Dataset entries:
|---|
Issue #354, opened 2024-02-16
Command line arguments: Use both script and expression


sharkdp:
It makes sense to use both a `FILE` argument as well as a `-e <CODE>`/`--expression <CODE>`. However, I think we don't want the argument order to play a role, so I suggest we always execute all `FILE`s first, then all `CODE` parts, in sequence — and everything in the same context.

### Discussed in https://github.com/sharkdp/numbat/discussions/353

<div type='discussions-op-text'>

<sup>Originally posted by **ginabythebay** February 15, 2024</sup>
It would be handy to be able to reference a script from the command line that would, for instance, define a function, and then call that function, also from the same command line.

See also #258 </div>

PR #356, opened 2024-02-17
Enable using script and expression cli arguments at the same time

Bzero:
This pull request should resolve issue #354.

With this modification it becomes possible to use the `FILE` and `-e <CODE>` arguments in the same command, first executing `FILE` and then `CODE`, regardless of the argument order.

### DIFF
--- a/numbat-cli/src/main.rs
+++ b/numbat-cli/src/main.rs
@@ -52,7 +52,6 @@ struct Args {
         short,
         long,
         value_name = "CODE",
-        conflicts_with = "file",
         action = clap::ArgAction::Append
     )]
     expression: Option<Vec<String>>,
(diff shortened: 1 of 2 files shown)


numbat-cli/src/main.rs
|---|
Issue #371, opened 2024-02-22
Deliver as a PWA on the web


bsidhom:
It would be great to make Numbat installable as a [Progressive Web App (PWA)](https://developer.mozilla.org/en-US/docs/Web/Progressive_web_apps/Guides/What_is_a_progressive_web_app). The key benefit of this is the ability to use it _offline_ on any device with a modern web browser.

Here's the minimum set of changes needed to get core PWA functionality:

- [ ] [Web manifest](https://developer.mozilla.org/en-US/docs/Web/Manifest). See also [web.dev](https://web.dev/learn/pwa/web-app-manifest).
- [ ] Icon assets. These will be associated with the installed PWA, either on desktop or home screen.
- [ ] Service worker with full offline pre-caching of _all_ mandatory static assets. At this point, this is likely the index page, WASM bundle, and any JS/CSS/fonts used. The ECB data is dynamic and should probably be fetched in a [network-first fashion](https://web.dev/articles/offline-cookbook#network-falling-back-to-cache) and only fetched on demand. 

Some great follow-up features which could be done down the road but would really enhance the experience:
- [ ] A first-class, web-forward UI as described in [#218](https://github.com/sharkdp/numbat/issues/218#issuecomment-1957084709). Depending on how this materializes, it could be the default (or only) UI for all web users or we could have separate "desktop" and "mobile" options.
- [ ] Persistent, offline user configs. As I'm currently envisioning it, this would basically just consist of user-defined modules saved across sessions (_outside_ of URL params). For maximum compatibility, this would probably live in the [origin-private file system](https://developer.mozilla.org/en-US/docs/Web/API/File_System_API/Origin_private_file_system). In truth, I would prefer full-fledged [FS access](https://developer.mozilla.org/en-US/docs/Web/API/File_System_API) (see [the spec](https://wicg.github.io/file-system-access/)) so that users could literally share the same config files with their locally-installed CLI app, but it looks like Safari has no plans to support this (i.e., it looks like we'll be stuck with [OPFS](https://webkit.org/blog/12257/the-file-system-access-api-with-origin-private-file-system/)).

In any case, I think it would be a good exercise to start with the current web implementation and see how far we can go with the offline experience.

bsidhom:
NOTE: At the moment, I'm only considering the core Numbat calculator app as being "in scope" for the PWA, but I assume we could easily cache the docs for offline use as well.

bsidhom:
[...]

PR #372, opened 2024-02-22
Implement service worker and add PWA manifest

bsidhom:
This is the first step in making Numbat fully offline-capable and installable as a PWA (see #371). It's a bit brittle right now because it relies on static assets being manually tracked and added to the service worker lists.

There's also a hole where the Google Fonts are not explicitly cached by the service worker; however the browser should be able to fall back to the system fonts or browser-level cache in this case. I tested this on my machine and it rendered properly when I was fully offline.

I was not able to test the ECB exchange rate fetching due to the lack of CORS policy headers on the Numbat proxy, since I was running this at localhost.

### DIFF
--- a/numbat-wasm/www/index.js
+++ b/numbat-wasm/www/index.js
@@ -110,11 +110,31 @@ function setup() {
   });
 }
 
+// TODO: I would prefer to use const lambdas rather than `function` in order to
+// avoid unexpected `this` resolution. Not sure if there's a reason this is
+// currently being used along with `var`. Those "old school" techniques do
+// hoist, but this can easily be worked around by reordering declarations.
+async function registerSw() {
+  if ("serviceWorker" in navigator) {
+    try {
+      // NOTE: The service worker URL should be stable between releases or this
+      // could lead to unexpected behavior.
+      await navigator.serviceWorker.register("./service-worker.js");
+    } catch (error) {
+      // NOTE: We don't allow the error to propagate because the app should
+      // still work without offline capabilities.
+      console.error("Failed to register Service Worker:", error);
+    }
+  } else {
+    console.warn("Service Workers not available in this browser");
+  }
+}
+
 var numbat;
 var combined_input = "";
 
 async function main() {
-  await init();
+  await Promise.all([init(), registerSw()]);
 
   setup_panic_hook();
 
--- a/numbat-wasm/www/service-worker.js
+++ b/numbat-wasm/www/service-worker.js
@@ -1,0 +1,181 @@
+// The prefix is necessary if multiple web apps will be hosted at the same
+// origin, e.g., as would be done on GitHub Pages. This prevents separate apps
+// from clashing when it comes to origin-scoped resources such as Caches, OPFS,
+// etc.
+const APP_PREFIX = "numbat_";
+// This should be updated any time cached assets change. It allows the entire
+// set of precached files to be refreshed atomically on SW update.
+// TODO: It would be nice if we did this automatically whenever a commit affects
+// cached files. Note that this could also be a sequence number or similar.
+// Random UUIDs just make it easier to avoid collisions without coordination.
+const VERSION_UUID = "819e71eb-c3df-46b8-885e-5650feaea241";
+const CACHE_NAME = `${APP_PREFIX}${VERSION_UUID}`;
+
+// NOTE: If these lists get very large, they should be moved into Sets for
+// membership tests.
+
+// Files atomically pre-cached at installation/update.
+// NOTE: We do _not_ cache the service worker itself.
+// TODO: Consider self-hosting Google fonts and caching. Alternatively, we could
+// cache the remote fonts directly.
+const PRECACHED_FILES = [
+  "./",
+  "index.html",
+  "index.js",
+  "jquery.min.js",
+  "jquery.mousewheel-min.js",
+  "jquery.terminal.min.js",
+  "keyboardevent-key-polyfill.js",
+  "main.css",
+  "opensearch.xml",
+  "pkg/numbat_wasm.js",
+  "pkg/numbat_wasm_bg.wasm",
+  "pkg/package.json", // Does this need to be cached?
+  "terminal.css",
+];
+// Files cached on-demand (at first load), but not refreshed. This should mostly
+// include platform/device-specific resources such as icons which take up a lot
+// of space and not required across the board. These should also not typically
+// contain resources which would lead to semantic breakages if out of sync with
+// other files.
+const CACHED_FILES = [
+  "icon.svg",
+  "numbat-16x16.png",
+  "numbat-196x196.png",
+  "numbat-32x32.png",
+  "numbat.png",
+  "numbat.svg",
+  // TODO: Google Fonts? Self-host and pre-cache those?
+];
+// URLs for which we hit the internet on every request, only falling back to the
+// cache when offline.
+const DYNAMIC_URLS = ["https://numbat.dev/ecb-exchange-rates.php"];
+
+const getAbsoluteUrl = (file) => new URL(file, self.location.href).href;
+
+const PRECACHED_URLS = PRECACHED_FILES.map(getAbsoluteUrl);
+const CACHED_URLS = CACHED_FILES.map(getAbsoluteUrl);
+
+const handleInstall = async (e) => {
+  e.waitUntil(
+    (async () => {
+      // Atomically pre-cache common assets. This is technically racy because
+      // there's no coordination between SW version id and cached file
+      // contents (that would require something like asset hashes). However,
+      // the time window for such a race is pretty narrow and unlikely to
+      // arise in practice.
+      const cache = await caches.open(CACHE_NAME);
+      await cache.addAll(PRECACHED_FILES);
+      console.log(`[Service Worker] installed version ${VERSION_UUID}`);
|---|
INSTRUCTIONS FOR THE TASK:
In the data above, count the lines where the word "CODE" appears; reply with the number only.

SOLUTION TO THE EXERCISE:
3